For the most part, if your child needs to take medication during the day, the drugs will be kept in the nurse’s office or with the school official designated to dispense medicine. Keep meds in their original package and make sure they're clearly labeled with your child’s name. If he or she also uses the medication at home, work with your doctor so that you have one container at school and one at home.

Some schools allow students to carry certain medications with them in case of emergency, such as a rescue inhaler for asthma, an EpiPen for food allergies, or insulin for diabetes. Check with your school for its policy, and if your child carries medication during the day, make sure that the nurse has a backup in case it's left at home or lost.

Is There a Doctor in the House?

There’s a bright spot in all of this: The CDC reports that almost 10 percent of schools have a full-time or part-time staff physician available to students. In addition, there are more than 2,300 school-based health centers nationwide. They provide primary care and often dental services, mental-health treatment, substance abuse counseling, and reproductive services for varying fees.

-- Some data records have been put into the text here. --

PR #14532, opened 2023-04-07
[Arith] Implement statistics counters for RewriteSimplifier

Lunderberg:
Previously, so long as `RewriteSimplifier` produces the same output, unit tests of its behavior would pass.  This could have severe performance regressions, such as the one resolved in https://github.com/apache/tvm/pull/14528, which caused the runtime of two test to increase from ~1.5 seconds to ~10 minutes each.

This commit implements statistics counts in RewriteSimplifier, which are exposed through both the C++ and Python APIs, and uses these to guard against the known performance regression from https://github.com/apache/tvm/pull/14528.


src/arith/rewrite_simplify.h
```diff
@@ -39,6 +40,36 @@ namespace arith {
 
 using namespace tir;
 
+struct RewriteSimplifierStatsNode : Object {
+  int nodes_visited{0};
+  int constraints_entered{0};
+  int rewrites_attempted{0};
```
tqchen, line 46: use int64_t

tqchen:
One thing that worth thinking about is the relation of simplification and persistence of analyzer. Since we encourage persistence of analyzer in general within a pass, so we should document in max step to encourage users to keep that in mind

src/arith/rewrite_simplify.h
Lunderberg: Thank you, updated here and in the `SetMaximumRewriteSteps` method.

Lunderberg:
Good point on the re-use of the same `Analyzer` instance.  I've added that in the description of `SetMaximumRewriteSteps`, that re-use of the same object is necessary in order to have accurate usage counters.

src/arith/rewrite_simplify.h
```diff
@@ -87,9 +125,29 @@ class RewriteSimplifier::Impl : public IRMutatorWithAnalyzer {
...
+  void RecordAttemptedRewrite() { stats_.rewrites_attempted++; }
+  void RecordRewrite() {
+    stats_.rewrites_performed++;
+
+    ICHECK(maximum_rewrite_steps_ <= 0 || stats_.rewrites_performed <= maximum_rewrite_steps_)
+        << "RewriteSimplifier exceeded maximum number of rewrites allowed ("
+        << maximum_rewrite_steps_ << ")";
+  }
+
+  bool is_currently_visiting_{false};
```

And some people are working to increase healthcare services in schools. Last February, Sen. Jon Tester (D-Mont.) introduced a bill in Congress that would provide more funding for school nurses in low-income schools. Last year, Oregon created a task force to come up with new ways to pay for school nurses. And Philadelphia, which laid off many of its school nurses several years ago, has now placed a nurse in every school district building, according to a spokesperson.